[Stored data]
========================================

PR #17223, opened 2025-07-04
fix(trie): track branch node updates only in ParallelSparseTrie, not subtries

### LINKED ISSUE #17172: Don't lost branch updates on `remove_leaf` calls
### Describe the feature

It's possible that during a `remove_leaf` call an entire lower subtrie will end up being deleted. If this subtrie had previously collected any branch node updates these would then be lost.

Fixing this is likely blocked on #16956, which also uses the updates set

### Additional context

* Create a ParallelSparseTrie with roughly this structure:
```
0x: Branch
0x1: Leaf
0x2: Extension
0x234: Branch
0x2345: Leaf
0x2346: Leaf
```

Deleting `0x2345` will result in the branch at `0x234` being temporarily replaced with an extension, and the lower subtrie for `0x23` will collect a corresponding branch node update in its `updates` set. Then the leaf at `0x2346` gets collapsed into the temporary extension, which gets collapsed into the extension at `0x2`. The final structure is:

```
0x: Branch
0x1: Leaf
0x2: Leaf (key: 346)
```

The `0x23` lower subtrie will have been deleted completely, losing the branch node updates.

mediocregopher:
This commit contains 3 bug fixes related to branch node update retention.

**Fix 1**

The ParallelSparseTrie previously kept the `Option<SparseTrieUpdates>` field, used to both enable and collect branch node updates, in multiple places:

* 1 on the ParallelSparseTrie
* 1 on the upper SparseSubtrie
* 1 on each of the 256 lower SparseSubtries.

This caused issues in `remove_leaf`, which needs to fully remove a lower subtrie if it no longer has any nodes, and would therefore lose any accumulated branch node updates.

The fix is to only track branch node updates on the ParallelSparseTrie. This introduces a new wrinkle, which is that `update_hashes` runs in parallel on each lower subtrie and needs to make changes to the global update set. To get around this we track these changes using a `Vec<SparseTrieUpdatesAction>` on each lower subtrie, and then apply those actions in `update_subtrie_hashes`.

**Fix 2**

`with_updates` wasn't properly propagating the setting to the lower subtries. Existing lower subtries wouldn't receive the setting, and any created afterwards wouldn't either. This has been fixed, in that the lower subtries don't track the setting at all anymore, and have it passed to their methods when needed.

**Fix 3**

Fixing the above revealed that `update_leaf` had a bug which went unnoticed before because update retention wasn't actually active. When turning an extension into a branch, it's possible `update_leaf` would need to reveal the previous child of the extension. This was failing in cases where the extension was on the upper trie and the child on a lower one. This has been fixed and a test case added.

Fixes #17172

### DIFF
--- a/crates/trie/sparse-parallel/src/trie.rs
+++ b/crates/trie/sparse-parallel/src/trie.rs
@@ -76,14 +76,7 @@ impl SparseTrieInterface for ParallelSparseTrie {
     }
 
     fn with_updates(mut self, retain_updates: bool) -> Self {
-        self.updates = Some(Default::default());
-
-        for subtrie in core::iter::once(&mut self.upper_subtrie)
-            .chain(self.lower_subtries.iter_mut().flatten())
-        {
-            subtrie.set_updates(retain_updates);
-        }
-
+        self.updates = retain_updates.then(|| Default::default());
         self
     }
 
@@ -150,6 +143,8 @@ impl SparseTrieInterface for ParallelSparseTrie {
             return Ok(())
         }
 
+        let retain_updates = self.updates_enabled();
+
         // Start at the root, traversing until we find either the node to update or a subtrie to
         // update.
         //
@@ -170,7 +165,7 @@ impl SparseTrieInterface for ParallelSparseTrie {
         {
             // Traverse the next node, keeping track of any changed nodes and the next step in the
             // trie
-            match self.upper_subtrie.update_next_node(current, &full_path)? {
+            match self.upper_subtrie.update_next_node(current, &full_path, retain_updates)? {
                 LeafUpdateStep::Continue { next_node } => {
                     next = Some(next_node);
                 }
@@ -267,7 +262,7 @@ impl SparseTrieInterface for ParallelSparseTrie {
 
             // If we didn't update the target leaf, we need to call update_leaf on the subtrie
             // to ensure that the leaf is updated correctly.
-            subtrie.update_leaf(full_path, value, provider)?;
+            subtrie.update_leaf(full_path, value, provider, retain_updates)?;
         }
 
         Ok(())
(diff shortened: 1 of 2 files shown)


crates/trie/sparse-parallel/src/trie.rs
```diff
@@ -514,8 +551,10 @@ impl SparseTrieInterface for ParallelSparseTrie {
...
         drop(tx);
 
-        // Return updated subtries back to the trie
-        for (index, subtrie) in rx {
+        // Return updated subtries back to the trie after executing any actions required on the
+        // top-level `SparseTrieUpdates`.
+        for (index, mut subtrie) in rx {
+            Self::apply_subtrie_update_actions(self.updates.as_mut(), &mut subtrie);
             self.lower_subtries[index] = Some(subtrie);
         }
```
mattsse: the order in which we process them doesn't matter right?

mediocregopher: The order with respect to lower subtrie doesn't matter, because each lower subtrie is only going to produce updates for its own branch nodes (ie those branch nodes with the subtrie's two-nibble prefix)

shekhirin (approved):
LGTM

crates/trie/sparse-parallel/src/trie.rs
```diff
@@ -1403,17 +1459,24 @@ impl SparseSubtrie {
...
     /// # Panics
     ///
     /// If the node at the root path does not exist.
-    #[instrument(level = "trace", target = "engine::tree", skip_all, fields(root = ?self.path), ret)]
-    pub fn update_hashes(&mut self, prefix_set: &mut PrefixSet) -> RlpNode {
+    #[instrument(level = "trace", target = "trie::parallel_sparse", skip_all, fields(root = ?self.path), ret)]
+    fn update_hashes(
+        &mut self,
+        prefix_set: &mut PrefixSet,
+        update_actions: &mut Option<Vec<SparseTrieUpdatesAction>>,
```
Rjected, line 1478: is the idea here that we will be allocation a few of these action lists and reusing then?

Rjected (approved):
lgtm, makes sense, I do have one question about allocation

crates/trie/sparse-parallel/src/trie.rs
mediocregopher: I wanted to leave open room to do that, yeah, also it just looked weird to me to be accepting prefix set as a `&mut` but then return the Vec. At this point it doesn't matter much either way though.

mediocregopher: Oh! and it also moves the logic for deciding if update retention is enabled outside of `update_hashes`, because SparseSubtrie doesn't have a way of knowing that anymore

PR #16889, opened 2025-06-18
feat: load KZG settings on EthTransactionValidator startup

iTranscend:
resolves https://github.com/paradigmxyz/reth/issues/16861

PR #17224, opened 2025-07-04
chore: load kzg settings in background

mattsse:
followup to https://github.com/paradigmxyz/reth/pull/16889

this turned out to be quite expensive so we should load this in the background


shekhirin (approved):

klkvr (approved):
lgtm, triggering hive on top of this branch

PR #17388, opened 2025-07-13
perf(blob): optimize blob store gets

nekomoto911:
This PR avoids redundant blob deep copy operations in `get_one` and `get_all`, and reduces the critical section of the `blob_cache` lock in `get_all`.

### DIFF
--- a/crates/transaction-pool/src/blobstore/disk.rs
+++ b/crates/transaction-pool/src/blobstore/disk.rs
@@ -424,10 +424,9 @@ impl DiskFileBlobStoreInner {
         if let Some(blob) = self.blob_cache.lock().get(&tx) {
             return Ok(Some(blob.clone()))
         }
-        let blob = self.read_one(tx)?;
 
-        if let Some(blob) = &blob {
-            let blob_arc = Arc::new(blob.clone());
+        if let Some(blob) = self.read_one(tx)? {
+            let blob_arc = Arc::new(blob);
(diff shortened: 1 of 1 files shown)


crates/transaction-pool/src/blobstore/disk.rs
```diff
@@ -542,11 +541,18 @@ impl DiskFileBlobStoreInner {
...
             return Ok(res)
         }
+        let from_disk = from_disk
+            .into_iter()
+            .map(|(tx, data)| {
+                let data = Arc::new(data);
+                res.push((tx, data.clone()));
+                (tx, data)
+            })
+            .collect::<Vec<_>>();
```
mattsse, line 551: I think this makes sense, we're okay with doing this extra vec upfront if it reduces time(lock)

crates/transaction-pool/src/blobstore/disk.rs
```diff
@@ -424,10 +424,9 @@ impl DiskFileBlobStoreInner {
         if let Some(blob) = self.blob_cache.lock().get(&tx) {
             return Ok(Some(blob.clone()))
         }
-        let blob = self.read_one(tx)?;
 
-        if let Some(blob) = &blob {
-            let blob_arc = Arc::new(blob.clone());
+        if let Some(blob) = self.read_one(tx)? {
```
mattsse, line 428: nice

mattsse (approved):
ty!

========================================

| To do |
Pick out and copy the lines of the entries that hold the string "Option".

| Output below |
The ParallelSparseTrie previously kept the `Option<SparseTrieUpdates>` field, used to both enable and collect branch node updates, in multiple places:
+        update_actions: &mut Option<Vec<SparseTrieUpdatesAction>>,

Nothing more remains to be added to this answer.